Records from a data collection

Issue #4, opened 2020-05-02
Support the Decoration Protocol


ckipp01:
**Describe the feature**

Metals can publish worksheet evaluation using the [Decoration Protocol](https://scalameta.org/metals/docs/editors/decoration-protocol.html). Nvim has support for this using virtual text, and this is implemented in [coc-metals](https://github.com/scalameta/coc-metals/blob/master/src/decoration.ts) and it wasn't a ton of work.

**Search terms**

decoration protocol, worksheets

landerlo:
Have you started working on this?

ckipp01:
Hey @landerlo! Not yet, so if you want to give it a go, have at it.

ckipp01:
Btw, one thing to also note with this is that you'll want to also implement [`metals/didFocusTextDocument`](https://scalameta.org/metals/docs/editors/new-editor.html#metalsdidfocustextdocument) with this. There has been issues in a couple clients with the worksheets not being updated after the initial time, and it was due to this.

ckipp01:
Hey @landerlo, were you still planning on tackling this? If not, I have some free time and was thinking about giving it a go.

landerlo:
Hi, yes, I have something almost ready, I think I'll have some time to polish the PR tomorrow evening. I was testing it last night but I was having some issues with didFocus, metals doesn't seem to like it, and triggers some stack overflows. So I'll split that functionality to another PR, I don't think it's relevant to us, because what's needed for worksheets is to send didSave, nvim-metals only sends didChange at the moment, which works for normal scala files, but for worksheets, that's not triggering the decoration publication. DidSave notification is required in order to the worksheet to update. Maybe a bug in metals but we can workaround that by configuring the options to save.

landerlo:
PR here https://github.com/scalameta/nvim-metals/pull/22, 
It had a few headscratchers about some metals behaviour. First, it doesn't seem to send decorations on change, it only updates them on didFocus or didSave. Now only didSave is supported, which is fine by me, I want the reevaluation to happen on save anyway.
Another odd thing is that the httpEnabled option needs to be set, otherwise decorations don't work. I'd have thought that it had a false default. I'll send didFocus on additional PR but metals seems to have internal stack overflows when it receives the notification.

ckipp01:
Awesome, I'll start taking a look at it. Couple first thoughts:

[...]

PR #22, opened 2020-06-16
Support the Decoration Protocol #4

landerlo:
Instead of taking the color from metals options the color is configurable.

It doesn't include the hover messages. I've created a separate issue to discuss this behaviour.

### DIFF
--- a/lua/metals.lua
+++ b/lua/metals.lua
@@ -5,10 +5,7 @@ local util = require'metals.util'
 
 local M = {}
 
-M.decoration = {
-  namespace = api.nvim_create_namespace('metals_decoration');
-  color     = 'conceal';
-}
+local decoration_namespace = api.nvim_create_namespace('metals_decoration');
 
 local function execute_command(command, callback)
   vim.lsp.buf_request(0, 'workspace/executeCommand', command, function(err, method, resp)
@@ -202,7 +199,7 @@ end
 
 M['metals/publishDecorations'] = function(err, _, decorations)
   if err then
-    print("metals.publishDecorations: Server error:", err)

*EXERCISE GOAL*: Nothing in the entries may be left out; each line is to be output exactly.

*SOLUTION*:
Issue #4, opened 2020-05-02
Support the Decoration Protocol


ckipp01:
**Describe the feature**

Metals can publish worksheet evaluation using the [Decoration Protocol](https://scalameta.org/metals/docs/editors/decoration-protocol.html). Nvim has support for this using virtual text, and this is implemented in [coc-metals](https://github.com/scalameta/coc-metals/blob/master/src/decoration.ts) and it wasn't a ton of work.

**Search terms**

decoration protocol, worksheets

landerlo:
Have you started working on this?

ckipp01:
Hey @landerlo! Not yet, so if you want to give it a go, have at it.

ckipp01:
Btw, one thing to also note with this is that you'll want to also implement [`metals/didFocusTextDocument`](https://scalameta.org/metals/docs/editors/new-editor.html#metalsdidfocustextdocument) with this. There has been issues in a couple clients with the worksheets not being updated after the initial time, and it was due to this.

ckipp01:
Hey @landerlo, were you still planning on tackling this? If not, I have some free time and was thinking about giving it a go.

landerlo:
Hi, yes, I have something almost ready, I think I'll have some time to polish the PR tomorrow evening. I was testing it last night but I was having some issues with didFocus, metals doesn't seem to like it, and triggers some stack overflows. So I'll split that functionality to another PR, I don't think it's relevant to us, because what's needed for worksheets is to send didSave, nvim-metals only sends didChange at the moment, which works for normal scala files, but for worksheets, that's not triggering the decoration publication. DidSave notification is required in order to the worksheet to update. Maybe a bug in metals but we can workaround that by configuring the options to save.

landerlo:
PR here https://github.com/scalameta/nvim-metals/pull/22, 
It had a few headscratchers about some metals behaviour. First, it doesn't seem to send decorations on change, it only updates them on didFocus or didSave. Now only didSave is supported, which is fine by me, I want the reevaluation to happen on save anyway.
Another odd thing is that the httpEnabled option needs to be set, otherwise decorations don't work. I'd have thought that it had a false default. I'll send didFocus on additional PR but metals seems to have internal stack overflows when it receives the notification.

ckipp01:
Awesome, I'll start taking a look at it. Couple first thoughts:

[...]

PR #22, opened 2020-06-16
Support the Decoration Protocol #4

landerlo:
Instead of taking the color from metals options the color is configurable.

It doesn't include the hover messages. I've created a separate issue to discuss this behaviour.

### DIFF
--- a/lua/metals.lua
+++ b/lua/metals.lua
@@ -5,10 +5,7 @@ local util = require'metals.util'
 
 local M = {}
 
-M.decoration = {
-  namespace = api.nvim_create_namespace('metals_decoration');
-  color     = 'conceal';
-}
+local decoration_namespace = api.nvim_create_namespace('metals_decoration');
 
 local function execute_command(command, callback)
   vim.lsp.buf_request(0, 'workspace/executeCommand', command, function(err, method, resp)
@@ -202,7 +199,7 @@ end
 
 M['metals/publishDecorations'] = function(err, _, decorations)
   if err then
-    print("metals.publishDecorations: Server error:", err)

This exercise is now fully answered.